**Task item**
Find out how many lines in the records have the string "update" in them, and state only that number.

*** Begin section ***

PR #1288, opened 2025-09-19
Improve float classify code

Timmmm:
Use the Sail library's new float classify function. This reduces code duplication and the presence of magic numbers.

This is the first use of Sail's built-in float library, which we should try to migrate to.

The SMT properties should ideally live in the Sail repo but it doesn't have SMT testing set up yet.

### DIFF
--- a/model/core/float_classify.sail
+++ b/model/core/float_classify.sail
@@ -20,9 +20,6 @@ mapping float_class_onehot_bits : float_class <-> bits(10) = {
   float_class_qnan               <-> 0b1000000000,
 }
 
-// Helper function for proofs.
-function bool_int(b : bool) -> {0, 1} = if b then 1 else 0
-
 // Prove that the float is in one broad class.
 $[property]
 function float_in_one_broad_class(f : bits(16)) -> bool =
--- a/model/core/prelude.sail
+++ b/model/core/prelude.sail
@@ -102,6 +102,12 @@ mapping bool_bits : bool <-> bits(1) = {
   false  <-> 0b0,
 }
 
+// Useful for some proofs where you want to assert that exactly one bool is true.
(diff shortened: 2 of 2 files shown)


Timmmm:
I restored the SMT properties since they work with the latest Sail compiler. I think they probably won't work with the current one due to a bug.

Also I'm wondering if maybe I should just add the classify function to Sail's float library.

model/core/float_classify.sail
```diff
@@ -0,0 +1,54 @@
...
+  float_class_positive_zero      <-> 0b0000010000,
+  float_class_positive_subnormal <-> 0b0000100000,
+  float_class_positive_normal    <-> 0b0001000000,
+  float_class_positive_inf       <-> 0b0010000000,
+  float_class_snan               <-> 0b0100000000,
+  float_class_qnan               <-> 0b1000000000,
+}
+
+// Helper function for proofs.
+function bool_int(b : bool) -> {0, 1} = if b then 1 else 0
```
jordancarlin: Probably makes more sense for this to be in the prelude.

jordancarlin (approved):

pmundkur (approved):
Ideally, all of `float_classify.sail` should go into Sail's `classify.sail`, and the SMT properties should be checked in Sail's CI.

Timmmm:
Yeah I agree. Unfortunately the Sail repo doesn't have SMT testing set up for its lib files, and I didn't want to just throw these properties away. Hopefully we can move them there later!

Are you guys ok with merging this even though it breaks the Lean build? We have another PR ready that also breaks the Lean build in a different way so I vote we accept some breakage temporarily.

pmundkur:
Agreed, we should merge this.

PR #1289, opened 2025-09-19
CLI11: update to the current git

radimkrcmar:
Upstream implemented a different solution for the width configuration, which means we have to change our use a bit.

There should be no changes in the command line interface.

I think it might make sense to wait for an official release of CLI11, or even never update.  In any case, I'm posting this to show the required changes case we do want to update.


radimkrcmar:
Superseded by https://github.com/riscv/sail-riscv/pull/1544.

PR #1486, opened 2026-01-14
Validate vector register groups.

### LINKED ISSUE #1455: Assertion failed: invalid register group: vrid is not a multiple of EMUL
## Context
I'm trying to write a `vle8` test case *ab initio*, validated by Sail RISC-V model. I got the assertion shown in the title, but couldn't find `vrid` anywhere in the [Vector chapter](https://docs.riscv.org/reference/isa/unpriv/v-st-ext.html) of the spec.

## Current
On binary release v0.9 of the sail-riscv model:
> [76] [M]: 0x00000000800001A0 (0x30200073) mret                                      reset_vector+336
CSR mstatus (0x300) <- 0x8000000A00006680
mem[X,0x00000000800001A4] -> 0x7357
mem[X,0x00000000800001A6] -> 0xC031
[77] [U]: 0x00000000800001A4 (0xC0317357) vsetivli x6, 0x2, e8, m8, tu, mu          reset_vector+340
x6 <- 0x0000000000000002
CSR mstatus (0x300) <- 0x8000000A00006680
CSR vstart (0x008) <- 0x0000000000000000
CSR vtype (0xC21) <- 0x0000000000000003
CSR vl (0xC20) <- 0x0000000000000002
CSR vstart (0x008) <- 0x0000000000000000
mem[X,0x00000000800001A8] -> 0x2297
mem[X,0x00000000800001AA] -> 0x0000
[78] [U]: 0x00000000800001A8 (0x00002297) auipc x5, 0x2                             reset_vector+344
x5 <- 0x00000000800021A8
mem[X,0x00000000800001AC] -> 0x8293
mem[X,0x00000000800001AE] -> 0xE582
[79] [U]: 0x00000000800001AC (0xE5828293) addi x5, x5, -0x1a8                       reset_vector+348
x5 <- 0x0000000080002000
mem[X,0x00000000800001B0] -> 0x8107
mem[X,0x00000000800001B2] -> 0x0202
[80] [U]: 0x00000000800001B0 (0x02028107) vle8.v v2, (x5)                           reset_vector+352
Assertion failed: invalid register group: vrid is not a multiple of EMUL

## Expected 
The unit-stride vector load instruction should load values 45-44 (0x2d2c) in v2 since the prior `vsetivlsi` instruction sets up `vl` correctly to `2` and `x5` contains the address of the `input` data as seen in the `dump` file in the ZIP archive. 

## Steps to reproduce
1. Extract the `elf` file `rv64uv-p-vle8` from the attached zip archive: 
[vle8.zip](https://github.com/user-attachments/files/24320163/vle8.zip)
 
2. Run 
`<SAIL_RISCV_PATH>/sail_riscv_sim --trace-instr --trace-reg --trace-mem --config <SAIL_RISCV_CONFIG_PATH>/rv64d_v128_e64.json rv64uv-p-vle8`

3. Note the error message in the title of this issue.

pmundkur:
This adds missed checks to ensure vector register groups are EMUL-aligned.

It also strengthens the existing register group overlap check (which is used when narrowing/widening) to ensure that the register groups are aligned, saving a separate alignment validity check.

A similar group alignment check is added for whole register loads/stores.

This adds a simple first party test to check for vector register alignment in `vadd.vv`.

This fixes #1455.

### DIFF
--- a/model/extensions/V/vext_control.sail
+++ b/model/extensions/V/vext_control.sail
@@ -68,8 +68,8 @@ function read_vreg(num_elem, SEW, LMUL_pow, vrid) = {
   let LMUL_pow_reg = if LMUL_pow < 0 then 0 else LMUL_pow;
   let LMUL = 2 ^ LMUL_pow_reg;
   let vrid_end = vrid_val + LMUL;
-  assert(vrid_end <= 32, "invalid register group: group " ^ dec_str(vrid_val) ^ " ends at " ^ dec_str(vrid_end) ^ " and overflows the largest register number (32)");
-  assert(vrid_val % LMUL == 0, "invalid register group: group " ^ dec_str(vrid_val) ^ " is not a multiple of its EMUL " ^ dec_str(LMUL));
+  assert(vrid_end <= 32, "Invalid register group: group " ^ dec_str(vrid_val) ^ " ends at " ^ dec_str(vrid_end) ^ " and overflows the largest register number (32).");
+  assert(vrid_val % LMUL == 0, "Invalid register group: group " ^ dec_str(vrid_val) ^ " is not a multiple of its EMUL " ^ dec_str(LMUL) ^ ".");
 
   var result : vector('n, bits('sew)) = vector_init(zeros());
 


Timmmm:
Can you add [this test](https://github.com/riscv/sail-riscv/issues/1455#issuecomment-3694055455)?

pmundkur:
> Can you add [this test](https://github.com/riscv/sail-riscv/issues/1455#issuecomment-3694055455)?

I ran it and it runs to completion but printed "FAILURE: 1" (but the assertion failure is gone).  I'll take a look again today.   The first test attached to #1455 passes.

nadime15:
Honestly, at this point it would make more sense to define a proper (nested) vector instruction decoder that performs these checks in a single, centralized place, rather than duplicating the same logic more than 150 times. We could introduce a vector decoder function that handles the base checks first, then uses a match block to determine whether the instruction belongs to a specific extension and apply any additional validation as needed. 

This would reduce code duplication, simplify the individual instruction implementations, and make the overall design easier to read and integrate into the specification.

pmundkur:
I can break out the whitespace changes into a separate PR to make this easier to review.

model/extensions/V/vext_mem_insts.sail
```diff
@@ -295,13 +299,14 @@ function clause execute VLSSEGTYPE(nf, vm, rs2, rs1, width, vd) = {
   let SEW_pow = get_sew_pow();
   let LMUL_pow = get_lmul_pow();
   let EMUL_pow = EEW_pow - SEW_pow + LMUL_pow;
-  // TODO: The EMUL_pow calculation here is incorrect. See https://github.com/riscv/sail-riscv/issues/1196
+
   assert(-3 <= EMUL_pow & EMUL_pow <= 3);
```
Timmmm, line 303: We probably still need a TODO at least since you can still trigger this assertion; it is reserved behaviour.

Timmmm:
Yeah I agree the amount of duplication is slightly unfortunate. Maybe we should merge this first anyway though and then try to simplify things?

I wouldn't be overly surprised if there are so many slight differences between the vector instructions that you can't actually get much simpler than this.

pmundkur:
That's the tradeoff with this scattered approach; it centralizes around the per-instruction axis, but scatters the rest.  Centralizing around the decode axis would have different tradeoffs but they would still exist.

nadime15:
> Yeah I agree the amount of duplication is slightly unfortunate. Maybe we should merge this first anyway though and then try to simplify things?

Yeah I agree

> That's the tradeoff with this scattered approach; it centralizes around the per-instruction axis, but scatters the rest. Centralizing around the decode axis would have different tradeoffs but they would still exist.

I mean right now it is basically centralized already, because the `valid_reg_group()` function is now called every time. There are also other checks that could be added to this function, for example some vector crypto instructions have additional checks that are part of the encdec clause or floating point etc.

You could just call a function like `check_vector_insn_legal()` as one of the first lines in each execute clause, or even as part of the encdec clause if we are talking about illegal instructions, and forward all information including the funct6 field. From there, you can quickly decode which vector instruction group it belongs to and then check everything according to whatever the spec says.

pmundkur:
> Can you add [this test](https://github.com/riscv/sail-riscv/issues/1455#issuecomment-3694055455)?

Added.

model/extensions/V/vext_arith_insts.sail
```diff
@@ -1140,7 +1165,19 @@ function clause execute VISG(funct6, vm, vs2, simm, vd) = {
...
+  let group_overlap : bool = match funct6 {
+    VI_VSLIDEUP   => vd == vs2,
+    VI_VSLIDEDOWN => false,
+    VI_VRGATHER   => vd == vs2,
+  };
+  if illegal_normal(vd, vm) |
+     not(valid_reg_group(vs2, LMUL_pow)) |
+     not(valid_reg_group(vd, LMUL_pow)) |
+     group_overlap
+  then return Illegal_Instruction();
```
nadime15: The code has some redundancy. 

1. 
```
 let group_overlap : bool = match funct6 {
    VI_VSLIDEUP   => vd == vs2,
    VI_VSLIDEDOWN => false,
    VI_VRGATHER   => vd == vs2,
  };
```
You now check for that before the main loops starts, which is fine but the main loop down below still has these checks, they need to be removed.


2. I noticed that you modified valid_reg_overlap() and added 
```
  if rs_int % rs_group != 0 | rd_int % rd_group != 0
  then return false;
```

So the following would be enough:

```
if illegal_normal(vd, vm) | 
   not(valid_reg_overlap(vs2, vd, LMUL_pow, LMUL_pow)) | 
   group_overlap
```

model/extensions/V/vext_arith_insts.sail
```diff
@@ -51,7 +51,10 @@ function clause execute VVTYPE(funct6, vm, vs2, vs1, vd) = {
   let LMUL_pow = get_lmul_pow();
   let num_elem = get_num_elem(LMUL_pow, SEW);
 
-  if illegal_normal(vd, vm) then return Illegal_Instruction();
+  if illegal_normal(vd, vm) |
+     not(valid_reg_overlap(vs1, vd, LMUL_pow, LMUL_pow)) |
+     not(valid_reg_overlap(vs2, vd, LMUL_pow, LMUL_pow))
+  then return Illegal_Instruction();
```
nadime15, line 73: I am not sure if you want to move the checks for if (vs1 == vd | vs2 == vd) up here, similar to what you did below (if so we need to remove these checks from the main loop).

Aside from that, I think we missed a nasty case:

```
VV_VRGATHEREI16  => {
                              if (vs1 == vd | vs2 == vd) then return Illegal_Instruction();
                              // vrgatherei16.vv uses SEW/LMUL for the data in vs2 but EEW=16 and EMUL = (16/SEW)*LMUL for the indices in vs1
                              let vs1_new : vector('n, bits(16)) = read_vreg(num_elem, 16, 4 + LMUL_pow - SEW_pow, vs1);
                              let idx = unsigned(vs1_new[i]);
                              assert(LMUL_pow + vlen_exp - SEW_pow >= 0);
                              let VLMAX = 2 ^ (LMUL_pow + vlen_exp - SEW_pow);
                              assert(VLMAX <= 'n);
                              if idx < VLMAX then vs2_val[idx] else zeros()
                            }
       
```                     
In this case, we compute a new LMUL (EMUL) for `VV_VRGATHEREI16` that is different from the other cases. Because of that, we need to move this logic earlier or refactor a bit more.

One option would be something along the lines of: 

`let VS1_LMUL = if funct6 == VV_VRGATHEREI16 then (4 + get_lmul_pow() - SEW_pow) else get_lmul_pow();`

and then: 

`not(valid_reg_overlap(vs1, vd, VS1_LMUL, LMUL_pow))`

otherwise we miss this case.

model/extensions/V/vext_arith_insts.sail
pmundkur: 1. Good catch! I'll remove the checks in the loop.
2. Although `valid_reg_overlap()` would suffice, it should really be used when checking overlaps for narrowing/widening instructions (as the comment above it says).  When both `vs` and `vd` EMULs are the same, there is no widening or narrowing, so I think it's better to be explicit and just check for aligned register groups, since that's all that's needed.  I thought of changing the name of `valid_reg_overlap` to indicate this, but I couldn't think of a succinct name, and any name change would have just distracted from the rest of the changes.

model/extensions/V/vext_arith_insts.sail
pmundkur: Great catch, thanks!  I'll also hoist the `read_vreg()` out of the loop for ` VV_VRGATHEREI16`, which seems inefficient.

model/extensions/V/vext_arith_insts.sail
```diff
@@ -51,16 +51,40 @@ function clause execute VVTYPE(funct6, vm, vs2, vs1, vd) = {
...
 
   let vm_val  : bits('n)             = read_vmask(num_elem, vm, zvreg);
-  let vs1_val : vector('n, bits('m)) = read_vreg(num_elem, SEW, LMUL_pow, vs1);
+  let vs1_val : vector('n, bits('m)) = read_vreg(num_elem, SEW, LMUL_pow, vs1); // not used for VV_VRGATHEREI16.
   let vs2_val : vector('n, bits('m)) = read_vreg(num_elem, SEW, LMUL_pow, vs2);
   let vd_val  : vector('n, bits('m)) = read_vreg(num_elem, SEW, LMUL_pow, vd);
 
+  // See above for the vs1 operand of vrgatherei16.vv.
+  let vs1_val_vrgatherei16 : vector('n, bits(16)) = if funct6 == VV_VRGATHEREI16
+                                                    then read_vreg(num_elem, 16, 4 + LMUL_pow - SEW_pow, vs1)
```
nadime15:
```suggestion
  let vs1_val_vrgatherei16 : vector('n, bits(16)) = if funct6 == VV_VRGATHEREI16
                                                    then read_vreg(num_elem, 16, vs1_emul_pow, vs1)
```

model/extensions/V/vext_control.sail
```diff
@@ -66,8 +66,10 @@ val read_vreg : forall 'n 'sew 'p, 'n >= 0 & is_sew_bitsize('sew) . (int('n), in
 function read_vreg(num_elem, SEW, LMUL_pow, vrid) = {
   let vrid_val = unsigned(vregidx_bits(vrid));
   let LMUL_pow_reg = if LMUL_pow < 0 then 0 else LMUL_pow;
-  assert(vrid_val + 2 ^ LMUL_pow_reg <= 32, "invalid register group: vrid overflow the largest number");
-  assert(vrid_val % (2 ^ LMUL_pow_reg) == 0, "invalid register group: vrid is not a multiple of EMUL");
+  let vrid_end = vrid_val + 2 ^ LMUL_pow_reg;
+  let LMUL = 2 ^ LMUL_pow_reg;
```
jordancarlin: Minor simplification:
```suggestion
  let LMUL = 2 ^ LMUL_pow_reg;
  let vrid_end = vrid_val + LMUL;
```

model/extensions/V/vext_arith_insts.sail
```diff
@@ -1970,7 +2052,15 @@ function clause execute MVXTYPE(funct6, vm, vs2, rs1, vd) = {
   let LMUL_pow = get_lmul_pow();
   let num_elem = get_num_elem(LMUL_pow, SEW);
 
-  if illegal_normal(vd, vm) then return Illegal_Instruction();
+  // "The vslide1up instruction requires that the destination vector
+  // register group does not overlap the source vector register
+  // group. Otherwise, the instruction encoding is reserved."
```
nadime15, line 2057: For me this looks good. The only thing I’m personally not a big fan of is copying parts of the spec into the code and adding comments unless it’s really needed and the code would not be comprehensible otherwise or the reasoning is not clear. The code should be self explanatory without needing to add text from the spec.

I think the example I highlighted and the other two above are understandable as they are and the reasoning is clear, so we don’t need these comments. But this does not block the PR from merging.

nadime15 (approved):

model/extensions/V/vext_arith_insts.sail
pmundkur: The reason I'm doing this (quoting spec fragments) is to make a future documentation goal easier: to link from the Sail model back to the spec (e.g. via normative rules).   When those links are eventually added, they would replace the spec comments; the spec comments are just an aid to find the relevant normative rule(s).

PR #1492, opened 2026-01-18
Remove N extension InterruptType values

### LINKED ISSUE #1485: Remove user interrupts
We removed the never-ratified N extension a while ago, but the `InterruptType` type still has user interrupt values from that extension that are currently `Reserved` in the ISA manual. We should rename them to `Reserved_0` etc.

KotorinMinami:
Remove the N extension InterruptType values and replace them with Reserved:

- I_U_Software -> I_Reserved_0
- I_U_Timer      -> I_Reserved_4
- I_U_External  -> I_Reserved_8

Fixes #1485

### DIFF
--- a/model/core/types.sail
+++ b/model/core/types.sail
@@ -122,15 +122,15 @@ type is_mem_width('w) = 'w in {1, 2, 4, 8}
 // architectural interrupt definitions
 
 enum InterruptType = {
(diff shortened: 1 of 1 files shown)


Timmmm (approved):
Nice, thanks!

*** End section ***

**Response box**
2